Financing mixed-use developments (MXDs) that may span many city blocks and take decades to develop is significantly more complex than financing single-use projects. In a session titled “Mixed-Use Case Studies: The Price of Success” at Development ‘13, three developers described their large-scale mixed-use projects and Kevin Jennings, senior vice president, Bank of America Merrill Lynch reacted to each project, offering comments about how lenders approach financing these and similar types of projects, and describing some of the unique financing vehicles employed.
South Lake Union
Sharon Coleman, director of real estate development at Vulcan Real Estate, described Seattle’s South Lake Union District, a 60-acre MXD that now includes Amazon.com’s world headquarters. To date, about 5 million square feet of space have been constructed and an additional 5 million square feet will be built over time. (For more on this project, see “Amazon Stays True to the Urban Grid,” Development, Spring 2013, p. 44.)
Kevin Jennings’ View: It is hard to speculate about how each piece of a large-scale MXD will be financed, because these projects happen over time. What is critical for lenders in these types of projects are sponsorship (i.e., the developer’s track record and creditworthiness) and leadership. The initial challenge on a project like South Lake Union is to “sell the dream” early on and to attract an anchor or two to seed the project and activate it.
A one-size lender does not fit all, so the developer typically needs a “menagerie” of lenders. Over time, plans and uses change; so do lending and underwriting standards. Both developer and lender must be extremely flexible and adaptable to changing market conditions. Over more than a dozen years, Vulcan has used 24 different lenders — including balance sheet lenders, private equity and life companies that can finance build-to-suit projects from beginning to end, with construction loans to permanent financing.
Development '13 attendees gather prior to the "Mixed-Use Case Studies session.
Joseph Haeussler, senior vice president, commercial real estate for the Corky McMillin Companies, presented this adaptive reuse project, which encompasses 350 acres of a 500-acre former naval training station in San Diego that closed in 1997. The facility features Spanish Colonial architecture and 44 buildings (with more than 600,000 square feet of space) that are on the National Register of Historic Places. The developer started with residential development to bring in revenue, then developed additional phases with hotel, office and retail components in phases over a long time period.
Kevin Jennings’ View: On the financing side, some of the commercial buildings are in fee (meaning they were developed by third-party developers), while others were developed using ground leases from the redevelopment agency.

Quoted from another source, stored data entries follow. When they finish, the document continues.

PR #4083, opened 2026-06-23
75474, format not unique when adding multiple data fields to text layout designer

milotalon:
Root Cause:
Two defects in the Text Layout Designer's per-field formatting, both only visible on the first (not-yet-committed) open of the designer:

1. Format key mismatch. The per-field Format panel matched a layout field to its backend ref by aggregated full name (e.g. "Sum(Sales)"). But a field added in the designer is built client-side with fullName = the bare column caption ("Sales"), not "Sum(Sales)" — the aggregated name is only assigned by the backend on a later model round-trip. So the format SET/GET could not match the newly added fields until a commit+reopen. (The first field appeared to work only because it was seeded from the existing scalar Text binding, which already carried the correct backend name and was served by the legacy scalar-text-field path.)

2. Pre-save dropped the added fields. onLayoutDesignerPreSave (which fires when the Format panel is opened) applied only target.textLayout, not target.textFields. So fields added on a fresh open lived only in the designer's working copy; the round-trip rebuilt an empty textLayoutFields on the backend, leaving no ref for the per-field format to write to — the color reverted immediately. Reopening worked only because OK had already pushed the fields into target.textFields.

Fix:
1. Key the designer's Format panel by the field INDEX instead of its (client-side, not-yet-aggregated) name: the designer emits "_layoutfield:<index>" and the host appends the multi-style aggregate name when applicable. FormatPainterService resolves the layout-field ref by index (chart-level textLayoutFields, or the named aggregate's list) in both the SET (writeToTextLayoutStubs) and GET (getChartRegionFormat) paths, claiming the key so it never leaks to the scalar fallback. Name-based matching is retained for the chart-region-click path. The index is stable end-to-end (textLayoutFields are rebuilt in model order; removals compact indices in lockstep).
2. onLayoutDesignerPreSave now also applies target.textFields = layoutDesignerTextFields (same as commit), so the backend builds textLayoutFields aligned with the designer's field indices and the per-field format SET/GET lands on real refs.

### DIFF
--- a/core/src/main/java/inetsoft/web/composer/vs/controller/FormatPainterService.java
+++ b/core/src/main/java/inetsoft/web/composer/vs/controller/FormatPainterService.java
@@ -2225,14 +2225,19 @@ public class FormatPainterService {
    // is stable: textLayoutFields are rebuilt in model order and removals compact indices in lockstep.
    private static final String LAYOUT_FIELD_PREFIX = "_layoutfield:";
 
-   private static boolean isLayoutFieldKey(String columnName) {
+   // Package-private for direct unit testing (FormatPainterServiceLayoutFieldTest).
+   static boolean isLayoutFieldKey(String columnName) {
       return columnName != null && columnName.startsWith(LAYOUT_FIELD_PREFIX);
    }
 
    // Resolve the ChartRef for an index key against the chart-level textLayoutFields, or against the
    // named aggregate's list when an aggregate full name is appended (multi-style). Returns null when
    // the key is malformed, the aggregate is not found, or the index is out of range.
-   private ChartRef resolveLayoutFieldByIndex(VSChartInfo chartInfo, String columnName) {
+   // static (no instance state) and package-private for direct unit testing
+   // (FormatPainterServiceLayoutFieldTest).
+   static ChartRef resolveLayoutFieldByIndex(VSChartInfo chartInfo, String columnName) {
+      // Re-check the prefix so this method is safe to call standalone (callers also guard); the
+      // duplicated check keeps it self-contained for tests that invoke it directly.
       if(!isLayoutFieldKey(columnName)) {
          return null;
       }
--- a/core/src/main/java/inetsoft/web/composer/vs/controller/FormatPainterService.java
+++ b/core/src/main/java/inetsoft/web/composer/vs/controller/FormatPainterService.java
@@ -1638,6 +1638,27 @@ public class FormatPainterService {
                format = staticItems.isEmpty() ? new CompositeTextFormat()
                                               : buildFormatFromStaticItem(staticItems.get(0));
             }
+            else if(isLayoutFieldKey(columnName)) {
+               // Index-based layout-field key (Redmine #75474): read the field's format from the
+               // resolved layout ref, creating an empty one on first open so panel edits attach to
+               // the same ref the SET path (writeToTextLayoutStubs) writes. Never fall through to the
+               // scalar path, which would read a different place than the panel writes.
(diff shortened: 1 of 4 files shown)


milotalon:
Thanks for the review. Addressed in dc46cf9:

**Changes made**
- **Item 3 (no tests):** Added `FormatPainterServiceLayoutFieldTest` (6 tests) covering `isLayoutFieldKey` recognition and `resolveLayoutFieldByIndex` for valid indices (distinct ref per index — the crux of #75474), out-of-range, malformed, non-layout, and missing-aggregate keys. To enable focused testing, `isLayoutFieldKey`/`resolveLayoutFieldByIndex` are now package-private and `resolveLayoutFieldByIndex` is `static` (it holds no instance state).
- **Item 6 (magic string):** Extracted `"_layoutfield:"` into an exported module-level `LAYOUT_FIELD_PREFIX` in `text-layout-designer.component.ts`, imported and reused in `binding-editor.component.ts`. (The Java side keeps its own `LAYOUT_FIELD_PREFIX` constant since the value can't be shared across the language boundary; a comment notes they must match.)
- **Item 7 (long comment):** Trimmed the `openFieldFormat` comment to a 2-line WHY note.

**No change (with rationale)**
- **Item 1 (silent format loss on out-of-bounds index):** Intentional. Claiming the key prevents fallthrough to the scalar-text-field path, which would write to the *wrong* location; the null case only arises if a field is removed between pre-save and the format SET, which isn't a reachable user flow. No `Logger` exists in this class, so adding one for an unreachable branch isn't warranted.
- **Item 2 (lazy create-and-set during GET, no write lock):** This mirrors the pre-existing pattern already used in the same method for target labels, axis labels, and the legacy scalar branch; the write is idempotent, so matching the surrounding code is correct here.
- **Item 4 (`_layoutfield:` prefix collision):** Mirrors the existing, already-shipped `_static:` key convention in this file; a chart column literally named `_layoutfield:0` is implausible and carries the same accepted risk.
- **Item 5 (redundant guard in `resolveLayoutFieldByIndex`):** Kept intentionally so the method is safe to call standalone (the new unit test invokes it directly); added a brief comment noting this.

Verified: new test 6/6, related core tests pass (BUILD SUCCESS), web build clean.

milotalon:
Thanks for the follow-up. These are all minor; responses below — no code change this round (the substance was settled in dc46cf9), so I'm not pushing another commit.

- **Item 1 (SET/GET integration untested):** Agreed it's reasonable scope to leave. The helpers are unit-tested, and the integration wiring (`return true` short-circuit, GET lazy-create) is manually verified and user-confirmed in the running app. A full Spring-context controller test would be disproportionate here; happy to revisit if this area sees more churn.
- **Item 2 (empty aggregate suffix `_layoutfield:0:` → chart-level):** Not reachable from the emitter — `binding-editor.onLayoutFieldFormat` only appends `:aggrName` when it's non-null and non-empty. Treating an empty suffix as a chart-level lookup is harmless (and arguably the right default), so I'd rather not add a guard for an unconstructable input.
- **Item 3 (Java constant lacks a back-pointer comment):** Fair — accepted as a nit. I'll fold the bidirectional `// Must match LAYOUT_FIELD_PREFIX in text-layout-designer.component.ts` comment into a future commit rather than spin a CI cycle on a one-line comment now.
- **Item 4 (`assertSame` "why identity" comment):** Likewise accepted; will add the one-line note on the "same ref, not a copy" contract alongside Item 3.

jshobe-inetsoft (approved):
Claude's reviews are resolved — all issues addressed and the follow-up review is minimized as resolved. All checks pass.

PR #4092, opened 2026-06-24
fix 75504: register crosstab wheel listener outside Angular zone

bonnieshi43:
(wheel)="wheelScrollHandler($event)" used zone-patched addEventListener,
  causing every horizontal scroll event to trigger a global CD cycle.
  Changed to outOfZone (onWheel)="wheelScrollHandler($event)" to match
  the existing pattern used for vertical scroll.


jshobe-inetsoft (approved):
Claude's review is LGTM — fix is correct, passive:false is preserved, and it follows the established out-of-zone event pattern. All checks pass.

PR #4102, opened 2026-06-25
delete unles virtual-scroll.service.ts and clear all invalid import

bonnieshi43:


jshobe-inetsoft (approved):
Latest Claude review confirms all prior concerns resolved, no regressions, cleanup is correct and safe. Approving.

PR #4112, opened 2026-06-26
Bug #75512, skip ngDoCheck reflow when data tip position is unchanged

jshobe-inetsoft:
## Summary

`VSDataTipDirective.ngDoCheck()` was unconditionally reading `clientWidth`/`clientHeight` (forcing synchronous browser layout reflows) and calling `renderer.setStyle()` multiple times on every Angular change detection cycle while a data tip was visible, causing noticeable mousemove lag on dashboards.

## Root Cause

`VSDataTipDirective` implements `DoCheck`, so `ngDoCheck()` runs on every Angular CD cycle. The CD trigger is `DataTipService.showDataTip()` → `showHideDataTip.next()` → `VSObjectContainer.detectChanges()`, which fires approximately every 100 ms while the mouse moves over a chart. On each cycle, every `VSDataTipDirective` instance on the dashboard performed expensive DOM reads (`mainComponent.clientWidth`, `mainComponent.clientHeight`) and multiple `renderer.setStyle()` calls — even when the data tip position, name, alpha, and pop state were all unchanged.

## Fix

Added a 5-field position cache (`lastRenderedTipX`, `lastRenderedTipY`, `lastRenderedTipName`, `lastRenderedTipAlpha`, `lastRenderedPopShowing`) to `VSDataTipDirective`. At the start of the visible branch in `ngDoCheck()`, all five inputs are read from their services (lightweight property reads, no DOM access), and if none have changed since the last render, the method returns immediately — skipping all DOM reads and style writes. The cache is reset to `undefined` when the data tip hides so the next show always renders fresh.

Also eliminated a duplicate `hasPopUpComponentShowing()` call inside the render path by reusing the pre-read `popShowing` variable.

## Test Plan

- Open a dashboard with a chart that has a data tip configured
- Move the mouse over the chart and verify there is no mousemove lag
- Verify the data tip still appears, positions correctly, and hides correctly
- Verify alpha/opacity is applied correctly when configured
- Verify z-index adjusts correctly when a pop-up component is showing

Fixes Redmine #75512.

### DIFF
--- a/web/projects/portal/src/app/vsobjects/objects/data-tip/vs-data-tip.directive.ts
+++ b/web/projects/portal/src/app/vsobjects/objects/data-tip/vs-data-tip.directive.ts
@@ -35,6 +35,11 @@ export class VSDataTipDirective implements DoCheck {
    private leaveListener: () => any;
    private inElement: Element = null;
    private mobileDevice = GuiTool.isMobileDevice();
+   private lastRenderedTipX: number | undefined;
+   private lastRenderedTipY: number | undefined;
+   private lastRenderedTipName: string | undefined;
+   private lastRenderedTipAlpha: number | undefined;
+   private lastRenderedPopShowing: boolean | undefined;
 
    constructor(private popService: PopComponentService,
                private dataTipService: DataTipService,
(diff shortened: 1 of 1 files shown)


jkidacki-inetsoft (approved):
Approving — Claude review confirms the fix is solid. The two noted items are explicitly non-blocking.

jkidacki-inetsoft:
The Claude code review approves this PR (no blocking issues — both items noted are explicitly non-blocking). However, there are two unresolved inline review threads from Claude that must be resolved before GitHub will allow the merge. Please resolve those threads and the PR can be merged.

PR #4113, opened 2026-06-26
Bug #75521 - Make XUtil partition cache lazy so the class loads without a Spring context

FigurePaper:
## Problem

On a database key-value + S3 blob backend, the offline shell restore commands
cannot bootstrap the database key-value engine. Building the engine loads XUtil,
whose static initializer eagerly creates a Spring-managed DataCache:

    private static DataCache<String, XPartition> partitionDataCache = new DataCache<>(5, 1000);

DataCache's constructor calls DataCacheSweeper.getInstance(), which resolves a
Spring bean. The database engine path forces XUtil to load during engine creation
(DBConnectionPool.createStandalonePool -> XUtil.applyProperties), before any
context is available, failing two ways:

- :setup restore (no context): ExceptionInInitializerError caused by
  ShutdownException "Spring application context is not available".
- local :connect (context mid-refresh): a circular bean dependency
  keyValueEngine -> XUtil -> dataCacheSweeper -> propertiesEngine, yielding
  BeanCurrentlyInCreationException.

The default mapdb engine never calls DBConnectionPool/XUtil.applyProperties, so
the issue is specific to the database key-value engine and went unnoticed.

## Fix

Defer the partition DataCache creation out of the static initializer using the
initialization-on-demand holder idiom, so loading XUtil no longer requires a live
Spring context. The cache is built on first call to getTables/getColumns, both of
which run only at runtime when the context is up. Cache semantics (size, timeout,
get/put) are unchanged.

## Testing

Added XUtilClassLoadTest, which loads XUtil through an isolated child-first
classloader with no application context and asserts the class initializer does
not throw. Verified the test fails (ExceptionInInitializerError / ShutdownException)
when an eager Spring-touching static field is reintroduced, and passes with the
holder fix. core module compiles cleanly.

This is one of two independent defects that block storage restore on the
database/S3 backend; it addresses the offline shell path. The live REST/EM restore
path is a separate enterprise-side issue.

### DIFF
--- a/core/src/main/java/inetsoft/uql/util/XUtil.java
+++ b/core/src/main/java/inetsoft/uql/util/XUtil.java
@@ -336,11 +336,11 @@ public final class XUtil {
       String partitionName = (partition.getBasePartition() != null ?
          partition.getBasePartition().getName() + "^^" + partition.getName() :
          partition.getName());
-      XPartition tempPartition = partitionDataCache.get(partitionName);
+      XPartition tempPartition = partitionDataCache().get(partitionName);
 
       if(tempPartition == null ) {
          tempPartition = partition.applyAutoAliases();
-         partitionDataCache.put(partitionName, tempPartition);
+         partitionDataCache().put(partitionName, tempPartition);
       }
 
       partition = tempPartition;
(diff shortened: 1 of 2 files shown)


jkidacki-inetsoft (approved):
Approving — Claude review was resolved by the PR author (minimized as RESOLVED), indicating no blocking issues.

Ground leases pose certain issues with lenders that can be overcome with the right type of documentation.
In a project like this, which contains a lot of common area and many different uses (residential, commercial, hotel), as well as several different associations and shared parking, lenders will want to look closely at the various reciprocal agreements.
Two financing vehicles — new market tax credits and historic tax credits — were key to this project. These vehicles can boost yields in these types of transactions and help make the cost basis of historic buildings, which are very expensive to redevelop, make sense to investors.
Britt Snider, senior vice president with the JBG Companies, described this Washington, D.C., project. In 2003, the firm acquired 1 million square feet of office, hotel and retail space built in the late 1960s, as well as 1 million square feet of untapped “by-right” density. Existing uses include 810,000 square feet of office in two buildings, a 350-key hotel and 200,000 square feet of retail space. JBG plans to develop an additional 800,000 square feet of office and 200,000 square feet of new hotel or residential space. The developer also is renovating all of the existing retail space; it has completed the first phase of this renovation and the second phase is currently under construction.
Kevin Jennings’ View: This project is driven by U.S. General Services Administration (GSA) leases; most lenders are more comfortable with a GSA project in the nation’s capital than with one in a suburban location, because some GSA leases can be terminated on short notice. The retail component of this project is the key challenge for lenders; developers must know who the retail users will be (in this case, government employees), and put in place the right type of retailers to appeal to that tenant base — which helps make lenders comfortable. This project, in contrast to South Lake Union and Liberty Station, is being financed by a single lender, GE Real Estate.